[Dataset records]
PR #1052, opened 2019-04-16
Cmake

citronneur:
This pull request intends to introduce the CMake build system on the YARA project: The primary goal of this PR is to have a better build system for Windows.

Once merged, the `windows` folder can be removed: there is no more need to maintain one SLN file per version, per SDK and per target... This should significantly improve Windows developer life!

We did not change the original build system because both can be used separately.
All files are stored under the "cmake" folder.
CMake can handle the build system, test management, and packaging purposes. See README.md under the "cmake" folder for more details.


metthal:
Hey there. I am working on CMake build system for YARA in my free time too ([link to my fork](https://github.com/metthal/yara/tree/cmake)) and I think there are some things which we can share among your and my work. Here are some notes I made after taking look at your changes:

1) I would suggest not using `add_definitions` but rather [target_compile_definitions](https://cmake.org/cmake/help/latest/command/target_compile_definitions.html). `add_definitions` populates global definitions whereas `target_compile_definitions` is tied to target and then populated transitively according to the dependencies specified by `target_link_libraries`.
2) Same with setting `CMAKE_C_FLAGS`. Prefer [target_compile_options](https://cmake.org/cmake/help/latest/command/target_compile_options.html) which behaves the same as `target_compile_definitions` but for compiler flags.
3) It's also usual to specify [install(EXPORT ...)](https://cmake.org/cmake/help/latest/command/install.html#installing-exports) to generate CMake scripts during installation process which can be used from `find_package(... CONFIG)` in other projects that depends on YARA.
4) There are some things which you omitted from your CMake like possibility to build with jemalloc, tcmalloc or gperf.
5) I would suggest also running `find_package()` for Flex and Bison and verifying their version.
6) There should also be possibility to specify whether `libyara` is built as static or shared library.
7) `target_include_directories` should distinguish between build environment and install environment, see [this](https://github.com/metthal/yara/blob/cmake/libyara/CMakeLists.txt#L137).
8) It's rather unusual to have just single `CMakeLists.txt` and then include other `*.cmake` scripts into it. The more usual approach is to have recursive tree of `CMakeLists.txt` files because then you can directly use `CMAKE_CURRENT_SOURCE_DIR` and `CMAKE_CURRENT_BINARY_DIR` to refer to their respective folder in the source-tree/build-tree.
9) `libmagic` is not specified in the list of linked libraries when magic module is enabled.
10) Prefer usage of modern CMake imported targets and rather than using `target_link_libraries(libyara ${OPENSSL_LIBRARIES})` consider using `target_link_libraries(libyara OpenSSL::Crypto OpenSSL::SSL)`
11) Same as 10 also applies to threading libraries, consider using `find_package(Threads REQUIRED)` and then refer to it as `Threads::Threads`.
12) Consider looking for jansson in the system and fallback to ExternalProject if it's not found. It's pretty usual that Linux machines will have it installed from through the package manager of their distribution.
13) Man pages are not installed from your install target.

My personal opinion here is that this is good starting point for CMake build system but it would need a lot of additional work. What I am aiming towards is a bit different though, because I wanted to completely replace build system of YARA with CMake. My CMake build already works with Linux, macOS, Windows MSVC, should be working on BSD but what I still don't support is Cygwin, MSYS2 and other *nix like environments for Windows and I don't have much time to fix it as of right now. Having at least some CMake instead of none is better than waiting for my slow ass to finish it. It's up to you @plusvic which way you want to go.

metthal:
By the way, here's how I managed installation of man pages (You'll also need to `include(FindUnixCommands)` because of `${GZIP}`): https://github.com/metthal/yara/blob/cmake/CMakeLists.txt#L182.

Here are my custom finders for third party libraries:
* [Jansson](https://github.com/metthal/yara/blob/cmake/cmake/FindJansson.cmake)
* [GPerfTools](https://github.com/metthal/yara/blob/cmake/cmake/FindGPerfTools.cmake)
* [Jemalloc](https://github.com/metthal/yara/blob/cmake/cmake/FindJemalloc.cmake)
* [Magic](https://github.com/metthal/yara/blob/cmake/cmake/FindMagic.cmake)

Here's how I link them and also some additional flags I have found out are needed for successful compilation on all systems:
https://github.com/metthal/yara/blob/cmake/libyara/CMakeLists.txt#L167

Feel free to use any of it. I don't have much time right now to dedicate my time to this so I'll be more than happy if it will be useful.

citronneur:
Thanks very much for all of your works and remarks, we really appreciate, and we are always searching to improve our works.
All your remarks are pertinents :
    1: Done
    2: Ok but i wanted to set this flag for all projects
    3: Done (Thanks for the tip)
    4: TBD
    5: TBD (i would like to use your macros)
    6: TBD (already done for another project internally)
    7: Done
    8: I do this to be the lower intrusive as possible (see protobuf)
    9: Done
    10: Done
    11: Done
    12: TBD Same as 5 (i would like to use your macros)
    
For all items mark as TBD, I'm waiting that first pull request will be accepted to work on it.

metthal:
> 8: I do this to be the lower intrusive as possible (see protobuf)

Sounds fair. Thank you very much for taking your time to work on it.

citronneur:
I signed it!

citronneur:
hi,
The error on appveyor is caused by the cygwin build that didn't found flex:
/cygdrive/c/projects/yara/build-aux/missing: line 81: flex: command not found

Is there something to do to fix that?

metthal:
I did it like [this](https://github.com/metthal/yara/blob/cmake/appveyor.yml#L49) in my fork. You should also rewrite travis.yml like [I did](https://github.com/metthal/yara/blob/cmake/.travis.yml). I am still busy and have no time to finish my CMake fork so take it all and use it. I really want this to merged.

citronneur:
OK all is fixed and ready to merge. Thanks to concider this pull request.
Thanks for your work on yara.

Have a nice day!

solvingj:
very much looking forward to building this library with cmake.

shrgabor:
I would love to use yara through CMake, and for me it seems that, all is good.
Why isn't this PR merged already? I mean almost a year has passed by.
Are there any impediments on this?

plusvic:
The reason for not merging this is that maintaining multiple build systems is painful. In top of the standard automake-based build we also support Bazel, so adding CMake is yet another thing to maintain.

metthal:
Thanks for response. I would like to ask you what do you think about getting rid of autoconf/makefile + Visual Studio solutions and let those be generated from CMake? Everyone can generate solution for their own VS version. Linux most probably won't be affected, instead of `./configure` you run `cmake`. Not sure about not-so-mainstream systems but I think there's strong community behind YARA and for example I personally would be glad to help anyone with CMake issues.

citronneur:
Hi,
I'm full agree with @metthal and we can full support this feature.
We can easily drop VIsual Studio solution in place of cmake.

Have a nice day,
Sylvain

plusvic:
I'm cleaning up old PRs. The final decision is continuing with the current `automake`, as migrating to `cmake` would involve a lot of additional work.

[Problem to solve] Search the listing above for the lines with "Once merged, the" and "should distinguish between", then output those lines and all lines between them exactly.

[Solution to this task]
Once merged, the `windows` folder can be removed: there is no more need to maintain one SLN file per version, per SDK and per target... This should significantly improve Windows developer life!

We did not change the original build system because both can be used separately.
All files are stored under the "cmake" folder.
CMake can handle the build system, test management, and packaging purposes. See README.md under the "cmake" folder for more details.


metthal:
Hey there. I am working on CMake build system for YARA in my free time too ([link to my fork](https://github.com/metthal/yara/tree/cmake)) and I think there are some things which we can share among your and my work. Here are some notes I made after taking look at your changes:

1) I would suggest not using `add_definitions` but rather [target_compile_definitions](https://cmake.org/cmake/help/latest/command/target_compile_definitions.html). `add_definitions` populates global definitions whereas `target_compile_definitions` is tied to target and then populated transitively according to the dependencies specified by `target_link_libraries`.
2) Same with setting `CMAKE_C_FLAGS`. Prefer [target_compile_options](https://cmake.org/cmake/help/latest/command/target_compile_options.html) which behaves the same as `target_compile_definitions` but for compiler flags.
3) It's also usual to specify [install(EXPORT ...)](https://cmake.org/cmake/help/latest/command/install.html#installing-exports) to generate CMake scripts during installation process which can be used from `find_package(... CONFIG)` in other projects that depends on YARA.
4) There are some things which you omitted from your CMake like possibility to build with jemalloc, tcmalloc or gperf.
5) I would suggest also running `find_package()` for Flex and Bison and verifying their version.
6) There should also be possibility to specify whether `libyara` is built as static or shared library.
7) `target_include_directories` should distinguish between build environment and install environment, see [this](https://github.com/metthal/yara/blob/cmake/libyara/CMakeLists.txt#L137).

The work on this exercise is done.